Glassnode descrive i valori più bassi come segnali di «minimi del mercato macro, fasi di accumulazione e contesti di rischio di vendita relativamente basso».
L’SSRR ha raggiunto 16 quando il prezzo di Bitcoin ha toccato massimi plurimensili superiori agli 80.000 $ alla fine di agosto. Tuttavia, a questa settimana, l’indicatore si è più che dimezzato, scendendo a 7, uno dei valori più bassi mai registrati.

Glassnode ha affermato che il rimbalzo del prezzo di Bitcoin di agosto aveva «attinto poca offerta», come misurato dall’attività on-chain.
«Ai massimi di luglio 2025 e ottobre 2025, la stessa misura è salita a 35 e 23 punti base. Solo una piccola parte dei giorni dell’ultimo anno ha registrato un valore inferiore a quello odierno», ha osservato.
I dati mostrano inoltre che i detentori a lungo termine — definiti come entità di wallet che detengono un UTXO senza spenderlo per almeno sei mesi — stanno realizzando profitti on-chain a un ritmo inferiore questo mese.
«La quota dei profitti realizzati dai detentori a lungo termine è scesa al 47% dall’88% del picco di agosto, e il picco dei profitti realizzati di settembre, registrato il 3 settembre 2026, era inferiore alla metà di quello di agosto», ha proseguito Glassnode.

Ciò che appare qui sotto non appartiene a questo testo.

PR #1124, opened 2026-03-05
fix(stage-tamagotchi): guard stdout/stderr against EPIPE

cat1949:
## Summary
Fix Electron main-process crash caused by broken output streams (EPIPE / ERR_STREAM_DESTROYED) when console streams are detached or closed.

## Changes
- Add installStreamErrorGuards() in apps/stage-tamagotchi/src/main/index.ts
- Register guarded error listeners on process.stdout and process.stderr
- Initialize stream guards early during main process bootstrap

## Testing
- Start desktop app with pnpm dev:tamagotchi
- Verify app no longer crashes on broken-pipe style stream errors


nekomeowww:
In what cases this will happen? How to reproduce this?

cat1949:
> 这种情况会在哪些情况下发生？如何重现这种情况？-----------谷歌翻译----------什么情况下会发生这种情况？如何重置这个？
刚部署在打开设置界面进入二级界面时候会出现报错，最后进行修复后就正常了
屏幕截图 2026-03-05 062709

cat1949:
Fixed in `ac6482b7`.

The issue occurred right after deployment: when opening the Settings page and then entering a second-level settings page, the app would throw this error. After this fix, it works normally again.

I also updated the stream error guard so that it only ignores `EPIPE` / `ERR_STREAM_DESTROYED` and rethrows unexpected stream errors.

nekomeowww:
Root cause wasn't this, it should be fixed.

PR #1125, opened 2026-03-05
feat(providers): manual model ping and selective validation checks

cat1949:
## Summary
Improve provider configuration UX and safety for OpenAI-compatible chat providers:
- avoid automatic chat ping unless model is explicitly selected
- allow manual model ping from provider settings

## Changes
- Add model select/manual input in provider settings page
- Add manual validation trigger (runValidationNow) and UI button (??????)
- Update OpenAI-compatible validators:
  - connectivity/model list checks use model-list request path
  - chat-completions check runs only when config.model is set

## Why
Prevents accidental, uncontrolled chat ping behavior during provider setup and reduces risk of rate-limit spikes.

## Testing
- pnpm -rF @proj-airi/stage-ui typecheck
- pnpm -rF @proj-airi/stage-pages typecheck


nekomeowww:
Could you please include screenshots?

cat1949:
> Could you please include screenshots?-----------谷歌翻译-----------您能附上屏幕截图吗？

当时没有进行截图，具体情景就是。当我输入完接口和key过后，立马跳出达到速率限制了，我这个速率限制是5 rpm

cat1949:
To clarify my earlier reply in English: I did not take screenshots at the time.

The exact scenario was that after I entered the endpoint URL and API key, the app immediately hit the rate limit. My configured rate limit was 5 RPM.

This PR is intended to avoid that automatic validation / ping behavior until a model is explicitly selected, and to allow validation to be triggered manually.

cat1949:
Addressed in `3d6f5a95`.

Changes made:
- guard provider access with provider metadata checks so invalid route keys like `__proto__` are not used to read/write provider config or model-loading state
- centralize provider field updates in the shared validation composable to reduce duplicated setter logic
- replace the hardcoded validation button text with i18n keys

Validation:
- `pnpm -rF @proj-airi/stage-ui typecheck`
- `pnpm -rF @proj-airi/stage-pages typecheck`
- `pnpm typecheck`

«I venditori di questo mese sono acquirenti recenti, e persino loro stanno vendendo meno».
Gli acquirenti degli ETF su Bitcoin puntano al punto di pareggio
La lettura dell’SSRR potrebbe attenuare i timori che persino una correzione moderata del prezzo di Bitcoin possa innescare vendite dettate dal panico.

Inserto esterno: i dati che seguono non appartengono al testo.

PR #1148, opened 2026-03-05
feat(ui,stage-ui,stage-pages,i18n): transcription confidence filter

### LINKED ISSUE #871: feature request: Disregard transcription with low confidence
### Clear and concise description of the problem

Transcription models like `whisper-large-v3` can hallucinate a lot. Although we have a local VAD to gate transcriptions, some noises would still get through. In those cases, the transcription service would tend to produce gibberish outputs.

### Suggested solution / Ideas

The returned `avg_logprob` from the API response should be a fairly good indicator of potential hallucinations; a reliable prediction generally has a logprob higher than `-1`, thus, we could drop transcriptions with lower confidence.

### Alternative

Instead of relying on the `avg_logprob` returned by providers (which might not be universal), we could also try to use a small, distilled whisper solely for gating transcription API calls.

### Additional context

_No response_

### Validations

- [x] Check that there isn't already an issue that request the same feature to avoid creating a duplicate.

Reisenbug:
## Description

Filter out low-confidence transcription segments based on `avg_logprob` to reduce Whisper hallucinations caused by background noise passing through VAD.

A new Confidence Threshold slider is added to Settings → Modules → Hearing.

Only effective for providers supporting the Whisper API (e.g., OpenAI, Groq). Streaming transcription (Aliyun NLS, Web Speech API) is not affected.

Also fixes FieldRange, || to ??

## Linked Issues

Fixes #871 

## Additional Context

Filtering is segment-level, not result-level

### DIFF
--- a/apps/stage-tamagotchi/src/renderer/components/stage-islands/controls-island/index.vue
+++ b/apps/stage-tamagotchi/src/renderer/components/stage-islands/controls-island/index.vue
@@ -119,7 +119,7 @@ function refreshWindow() {
       >
         <div v-if="expanded" border="1 neutral-200 dark:neutral-800" mb-2 flex flex-col gap-1 rounded-2xl p-2 backdrop-blur-xl class="bg-neutral-100/80 shadow-2xl shadow-black/20 dark:bg-neutral-900/80">
           <div grid grid-cols-3 gap-2>
-            <ControlButtonTooltip>
+            <ControlButtonTooltip disable-hoverable-content>
               <ControlButton :button-style="adjustStyleClasses.button" @click="openSettings">
                 <div i-solar:settings-minimalistic-outline :class="adjustStyleClasses.icon" text="neutral-800 dark:neutral-300" />
               </ControlButton>
@@ -128,7 +128,7 @@ function refreshWindow() {
               </template>
             </ControlButtonTooltip>
 
-            <ControlButtonTooltip>
+            <ControlButtonTooltip disable-hoverable-content>
               <ControlButton :button-style="adjustStyleClasses.button" @click="openChat">
                 <div i-solar:chat-line-line-duotone :class="adjustStyleClasses.icon" text="neutral-800 dark:neutral-300" />
               </ControlButton>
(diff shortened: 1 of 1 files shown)


Reisenbug:
> Thanks for the PR, however, a few things need to be addressed:
> 
> * Magic number -3 duplicated, should be a constant
> * Don't display the slider for streaming providers where it has no effect

Solved.
Extracted -3 as `CONFIDENCE_THRESHOLD_DISABLED` constant
Hidden the slider when the active provider supports streaming input

shinohara-rin:
Have you tested this on providers that do not support verbose json?

This might cause confusion if used on said providers without clear error surfacing and user guidance?

Reisenbug:
> Have you tested this on providers that do not support verbose json?
> 
> This might cause confusion if used on said providers without clear error surfacing and user guidance?

 Now when a provider does not return verbose_json segments, a warning is surfaced in the UI to inform the user that confidence filtering had no effect on the last transcription
Also added a note when Confidence Threshold is enabled: If your provider does not support verbose_json responses, this setting will have no effect

packages/stage-ui/src/stores/modules/hearing.ts
```diff
@@ -49,6 +49,15 @@ interface HearingTranscriptionInvokeOptions {
   providerOptions?: Record<string, unknown>
 }
 
+export const CONFIDENCE_THRESHOLD_DISABLED = -3
+
+export function filterTranscriptionByConfidence(
+  segments: Array<{ text: string, avg_logprob: number }>,
```
nekomeowww:
```suggestion
  segments: Array<{ text?: string, avg_logprob?: number }>,
```

packages/stage-ui/src/stores/modules/hearing.ts
```diff
@@ -49,6 +49,15 @@ interface HearingTranscriptionInvokeOptions {
...
+  threshold: number,
+): string {
+  return segments.filter(s => s.avg_logprob >= threshold).map(s => s.text).join('').trim()
```
nekomeowww:
```suggestion
  // if provider side doesn't implement this correctly
  if (!segments.some(s => s?.avg_logprob) || !segments.some(s => s?.text)) {
    return segments
  }
  
  return segments.filter(s => s?.avg_logprob >= threshold).map(s => s?.text).join('').trim()
```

I gruppi di investitori in Bitcoin sono tornati complessivamente in profitto dopo che Bitcoin ha riconquistato gli 80.000 dollari, aumentando potenzialmente la tentazione di vendere se il prezzo dovesse ritracciare ulteriormente. Come ha riferito Cointelegraph, il rapporto di profitto degli output spesi (SOPR) è rimasto in profitto netto per il periodo più lungo del 2026.

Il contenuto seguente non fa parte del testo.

PR #1151, opened 2026-03-05
fix(stage-ui,stage-web): TTS should play on iOS even when silent mode is on

### LINKED ISSUE #894: bug: cannot hear playback of text-to-speech audio on PWA
### Describe the bug

For iOS devices, if Silent mode toggled on, websites & PWA audio will be played but no volume.

### System Info

```Shell
Mobile. iOS 26.1
```

### Validations

### Contributions

NJX-njx:
## Summary

Fixes TTS audio not playing on iOS when the mute/silent switch is on. Addresses #894.

## Root Cause

On iOS, the hardware mute switch causes all Web Audio API output to be silent because `AudioContext` is treated as the "ambient" audio session category. This is a known WebKit limitation:
- https://bugs.webkit.org/show_bug.cgi?id=237322
- https://stackoverflow.com/questions/21122418/ios-webaudio-only-works-on-headphones

## Solution

The standard workaround (used by YouTube, Spotify Web, and other production apps) is to play a silent HTML5 `<audio>` element alongside the Web Audio API. This forces iOS to assign the "playback" audio session category, which is **not** affected by the mute switch.

### Changes

- **`packages/stage-ui/src/utils/ios-audio-unmute.ts`** (new):
  - `enableIOSPlayback()`: Creates and loops a tiny silent WAV via HTML5 `<audio>`, forcing iOS into "playback" mode
  - `disposeIOSPlayback()`: Cleanup function
  - `isIOS()`: Platform detection (includes iPad with desktop UA)
  - No-ops safely on non-iOS platforms

- **`packages/stage-ui/src/stores/audio.ts`**:
  - Registers one-time `touchend`/`click` document listener that calls `enableIOSPlayback()` on first user interaction
  - User gesture is required for iOS to allow `<audio>.play()`

## Testing Notes

- Safe no-op on non-iOS platforms (Android, desktop browsers)
- The silent WAV is a data URI (44 bytes), no network request needed
- Only one silent `<audio>` element is created (singleton pattern)

Closes #894


packages/stage-ui/src/utils/ios-audio-unmute.ts
```diff
@@ -0,0 +1,58 @@
...
+ * - https://github.com/nickvdp/unmute
+ * - https://bugs.webkit.org/show_bug.cgi?id=237322
+ */
+
+let silentAudio: HTMLAudioElement | undefined
+let disposed = false
+
+// Tiny silent WAV (44 bytes header + 1 sample of silence), base64-encoded
+const SILENT_WAV_DATA_URI
+  = 'data:audio/wav;base64,UklGRiQAAABXQVZFZm10IBAAAAABAAEARKwAAIhYAQACABAAZGF0YQAAAAA='
```
nekomeowww, line 20: /gemini review

Is that possible to avoid using pre-defined base64 payload? I am not sure whether this will be harmful...

packages/stage-ui/src/utils/ios-audio-unmute.ts
```diff
@@ -0,0 +1,58 @@
...
+
+function isIOS(): boolean {
+  if (typeof navigator === 'undefined')
+    return false
+  return /iPad|iPhone|iPod/.test(navigator.userAgent)
+    || (navigator.platform === 'MacIntel' && navigator.maxTouchPoints > 1)
+}
```
nekomeowww, line 27: /gemini review

Must we use such method to detect iOS?

packages/stage-ui/src/utils/ios-audio-unmute.ts
nekomeowww: Can't we dynamically generate it? I think the encoded base64 will have issues when againsting cyber security issues, we should never do this, should we?

packages/stage-ui/src/utils/ios-audio-unmute.ts
nekomeowww: Should we use https://www.npmjs.com/package/ua-parser-js?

Il SOPR riflette la redditività netta delle monete spese, dove 1 rappresenta il punto di pareggio. Valori costantemente superiori a 1 possono sostenere un cambiamento di lungo termine verso una tendenza rialzista.
Glassnode ha aggiunto che gli investitori statunitensi negli ETF spot su Bitcoin — fondi negoziati in borsa — tornerebbero complessivamente in profitto a 86.000 dollari. Bitcoin ha chiuso al di sotto di quel livello nelle ultime 229 sessioni, mentre le perdite sulla carta degli investitori negli ETF ammontano attualmente a circa 3,9 miliardi di dollari.